Violin string tension from linear mass: formula and example

Mersenne's law gives us T = 4 · L² · f² · μ. A 4/4 violin tunes in fifths (G3 = 196 Hz, D4 = 293.66 Hz, A4 = 440 Hz, E5 = 659.25 Hz) over a vibrating length of about L ≈ 0.325 m. Take a typical A4 string with μ ≈ 0.00045 kg/m and the tension comes out near 55 N, or roughly 5.6 kgf. Add up all four and the full set pulls roughly 25-30 kgf (~245-295 N) against the top, with the soundpost and bass bar carrying that load. The bow itself holds about 150-200 strands of horse hair, 6-7 g worth, tensioned by the screw and rosined with cake rosin.

Context and applications

Luthiers nudge the soundpost (alma) around to balance tension against tone. Shift it 1 mm toward the bridge and the E brightens while the G goes darker. String size matters for students too. A 3/4 violin runs L ≈ 0.30 m and a 1/2 runs L ≈ 0.27 m, so the same notes need lower tension and lighter strings. Synthetic-core sets like Dominant or Evah Pirazzi land near 23-26 kgf total; pure-gut sets sit lower, around 18-20 kgf, and feel softer under the bow.

FAQ

Why is the E string steel and not gut? At 659 Hz over 0.325 m, gut would have to be so thin it snaps under tension. A plain steel E (μ ≈ 0.00025 kg/m) holds about 80 N, roughly 8.2 kgf, without drama.

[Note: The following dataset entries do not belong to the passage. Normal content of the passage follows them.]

PR #5273, opened 2024-11-29
[ENHANCEMENT] [MER-3247] Add back button to adaptive page review

gastonabella:
[MER-3247](https://eliterate.atlassian.net/browse/MER-3247)

Fix the back button URL when reviewing adaptive page attempts to redirect back to the previously visited page instead of a hardcoded path.


Francisco-Castro (approved):
LGTM.

I tested it locally, and it worked as expected.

Does tuning to A=442 change tension much? Tension scales with f², so going from 440 to 442 Hz adds about 0.9%. That's tiny on a single string, but across the whole set it works out to roughly 250 g of extra pull, and the bridge feels it over time.

How tight should the bow hair be? Tight enough that the stick keeps a slight concave camber while you play. A pencil's width of gap between hair and stick at the middle is the usual rule of thumb. Crank it past that and you warp the stick for good.